Exercise requirements: The output must be the data, printed exactly as written.

Dataset entries:
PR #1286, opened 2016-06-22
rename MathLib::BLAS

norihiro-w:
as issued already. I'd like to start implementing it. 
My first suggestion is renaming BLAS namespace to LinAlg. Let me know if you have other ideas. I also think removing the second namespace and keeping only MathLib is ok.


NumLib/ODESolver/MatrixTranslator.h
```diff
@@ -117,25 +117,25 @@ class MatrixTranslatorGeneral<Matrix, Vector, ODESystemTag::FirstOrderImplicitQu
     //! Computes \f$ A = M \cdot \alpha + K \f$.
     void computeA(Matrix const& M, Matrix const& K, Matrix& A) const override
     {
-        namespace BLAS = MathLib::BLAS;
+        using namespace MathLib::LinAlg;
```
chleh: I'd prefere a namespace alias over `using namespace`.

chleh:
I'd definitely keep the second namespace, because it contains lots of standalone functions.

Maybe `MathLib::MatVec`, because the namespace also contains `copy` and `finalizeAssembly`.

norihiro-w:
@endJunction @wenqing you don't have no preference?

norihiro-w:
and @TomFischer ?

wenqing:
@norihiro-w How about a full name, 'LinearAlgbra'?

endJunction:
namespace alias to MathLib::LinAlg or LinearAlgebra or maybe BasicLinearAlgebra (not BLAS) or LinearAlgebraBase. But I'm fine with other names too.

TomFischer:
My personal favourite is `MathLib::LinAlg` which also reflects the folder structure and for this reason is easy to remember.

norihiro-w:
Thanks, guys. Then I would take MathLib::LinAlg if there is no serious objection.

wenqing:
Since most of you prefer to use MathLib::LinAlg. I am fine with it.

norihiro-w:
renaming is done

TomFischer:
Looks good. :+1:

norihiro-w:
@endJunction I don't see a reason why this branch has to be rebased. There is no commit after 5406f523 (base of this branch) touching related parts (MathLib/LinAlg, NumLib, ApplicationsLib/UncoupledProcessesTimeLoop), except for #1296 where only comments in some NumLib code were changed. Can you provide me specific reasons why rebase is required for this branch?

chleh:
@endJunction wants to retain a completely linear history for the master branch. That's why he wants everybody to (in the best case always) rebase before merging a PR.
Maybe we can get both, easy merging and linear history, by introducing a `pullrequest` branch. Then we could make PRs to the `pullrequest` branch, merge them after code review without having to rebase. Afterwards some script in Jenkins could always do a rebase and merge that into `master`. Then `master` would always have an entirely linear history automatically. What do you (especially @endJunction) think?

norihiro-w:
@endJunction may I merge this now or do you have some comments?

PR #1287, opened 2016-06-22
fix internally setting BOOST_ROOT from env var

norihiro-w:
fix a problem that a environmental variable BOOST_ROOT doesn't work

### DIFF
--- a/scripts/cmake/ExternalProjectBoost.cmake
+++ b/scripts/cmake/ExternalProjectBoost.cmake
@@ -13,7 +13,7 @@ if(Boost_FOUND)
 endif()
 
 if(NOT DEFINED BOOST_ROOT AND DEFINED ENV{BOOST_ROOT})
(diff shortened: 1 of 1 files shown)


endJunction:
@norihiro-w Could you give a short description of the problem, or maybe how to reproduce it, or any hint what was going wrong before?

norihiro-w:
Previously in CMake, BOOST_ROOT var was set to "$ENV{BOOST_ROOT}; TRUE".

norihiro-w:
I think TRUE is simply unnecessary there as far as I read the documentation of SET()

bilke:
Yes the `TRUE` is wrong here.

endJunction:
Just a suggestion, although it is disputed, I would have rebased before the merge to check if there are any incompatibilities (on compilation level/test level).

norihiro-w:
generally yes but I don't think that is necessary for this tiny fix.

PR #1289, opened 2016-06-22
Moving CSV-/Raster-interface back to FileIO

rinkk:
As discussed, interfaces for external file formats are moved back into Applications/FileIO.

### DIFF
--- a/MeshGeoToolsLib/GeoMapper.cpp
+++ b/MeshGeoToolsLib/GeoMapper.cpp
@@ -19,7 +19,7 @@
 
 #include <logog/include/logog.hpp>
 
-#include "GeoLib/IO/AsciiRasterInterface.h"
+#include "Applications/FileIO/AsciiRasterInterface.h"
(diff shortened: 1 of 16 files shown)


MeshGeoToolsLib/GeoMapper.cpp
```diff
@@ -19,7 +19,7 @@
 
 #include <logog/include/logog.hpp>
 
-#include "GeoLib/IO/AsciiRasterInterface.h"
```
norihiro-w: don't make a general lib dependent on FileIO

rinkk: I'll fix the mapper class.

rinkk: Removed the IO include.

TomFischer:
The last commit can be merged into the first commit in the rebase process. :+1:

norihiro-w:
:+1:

Exercise solution:
PR #1286, opened 2016-06-22
rename MathLib::BLAS

norihiro-w:
as issued already. I'd like to start implementing it. 
My first suggestion is renaming BLAS namespace to LinAlg. Let me know if you have other ideas. I also think removing the second namespace and keeping only MathLib is ok.


NumLib/ODESolver/MatrixTranslator.h
```diff
@@ -117,25 +117,25 @@ class MatrixTranslatorGeneral<Matrix, Vector, ODESystemTag::FirstOrderImplicitQu
     //! Computes \f$ A = M \cdot \alpha + K \f$.
     void computeA(Matrix const& M, Matrix const& K, Matrix& A) const override
     {
-        namespace BLAS = MathLib::BLAS;
+        using namespace MathLib::LinAlg;
```
chleh: I'd prefere a namespace alias over `using namespace`.

chleh:
I'd definitely keep the second namespace, because it contains lots of standalone functions.

Maybe `MathLib::MatVec`, because the namespace also contains `copy` and `finalizeAssembly`.

norihiro-w:
@endJunction @wenqing you don't have no preference?

norihiro-w:
and @TomFischer ?

wenqing:
@norihiro-w How about a full name, 'LinearAlgbra'?

endJunction:
namespace alias to MathLib::LinAlg or LinearAlgebra or maybe BasicLinearAlgebra (not BLAS) or LinearAlgebraBase. But I'm fine with other names too.

TomFischer:
My personal favourite is `MathLib::LinAlg` which also reflects the folder structure and for this reason is easy to remember.

norihiro-w:
Thanks, guys. Then I would take MathLib::LinAlg if there is no serious objection.

wenqing:
Since most of you prefer to use MathLib::LinAlg. I am fine with it.

norihiro-w:
renaming is done

TomFischer:
Looks good. :+1:

norihiro-w:
@endJunction I don't see a reason why this branch has to be rebased. There is no commit after 5406f523 (base of this branch) touching related parts (MathLib/LinAlg, NumLib, ApplicationsLib/UncoupledProcessesTimeLoop), except for #1296 where only comments in some NumLib code were changed. Can you provide me specific reasons why rebase is required for this branch?

chleh:
@endJunction wants to retain a completely linear history for the master branch. That's why he wants everybody to (in the best case always) rebase before merging a PR.
Maybe we can get both, easy merging and linear history, by introducing a `pullrequest` branch. Then we could make PRs to the `pullrequest` branch, merge them after code review without having to rebase. Afterwards some script in Jenkins could always do a rebase and merge that into `master`. Then `master` would always have an entirely linear history automatically. What do you (especially @endJunction) think?

norihiro-w:
@endJunction may I merge this now or do you have some comments?

PR #1287, opened 2016-06-22
fix internally setting BOOST_ROOT from env var

norihiro-w:
fix a problem that a environmental variable BOOST_ROOT doesn't work

### DIFF
--- a/scripts/cmake/ExternalProjectBoost.cmake
+++ b/scripts/cmake/ExternalProjectBoost.cmake
@@ -13,7 +13,7 @@ if(Boost_FOUND)
 endif()
 
 if(NOT DEFINED BOOST_ROOT AND DEFINED ENV{BOOST_ROOT})
(diff shortened: 1 of 1 files shown)


endJunction:
@norihiro-w Could you give a short description of the problem, or maybe how to reproduce it, or any hint what was going wrong before?

norihiro-w:
Previously in CMake, BOOST_ROOT var was set to "$ENV{BOOST_ROOT}; TRUE".

norihiro-w:
I think TRUE is simply unnecessary there as far as I read the documentation of SET()

bilke:
Yes the `TRUE` is wrong here.

endJunction:
Just a suggestion, although it is disputed, I would have rebased before the merge to check if there are any incompatibilities (on compilation level/test level).

norihiro-w:
generally yes but I don't think that is necessary for this tiny fix.

PR #1289, opened 2016-06-22
Moving CSV-/Raster-interface back to FileIO

rinkk:
As discussed, interfaces for external file formats are moved back into Applications/FileIO.

### DIFF
--- a/MeshGeoToolsLib/GeoMapper.cpp
+++ b/MeshGeoToolsLib/GeoMapper.cpp
@@ -19,7 +19,7 @@
 
 #include <logog/include/logog.hpp>
 
-#include "GeoLib/IO/AsciiRasterInterface.h"
+#include "Applications/FileIO/AsciiRasterInterface.h"
(diff shortened: 1 of 16 files shown)


MeshGeoToolsLib/GeoMapper.cpp
```diff
@@ -19,7 +19,7 @@
 
 #include <logog/include/logog.hpp>
 
-#include "GeoLib/IO/AsciiRasterInterface.h"
```
norihiro-w: don't make a general lib dependent on FileIO

rinkk: I'll fix the mapper class.

rinkk: Removed the IO include.

TomFischer:
The last commit can be merged into the first commit in the rebase process. :+1:

norihiro-w:
:+1:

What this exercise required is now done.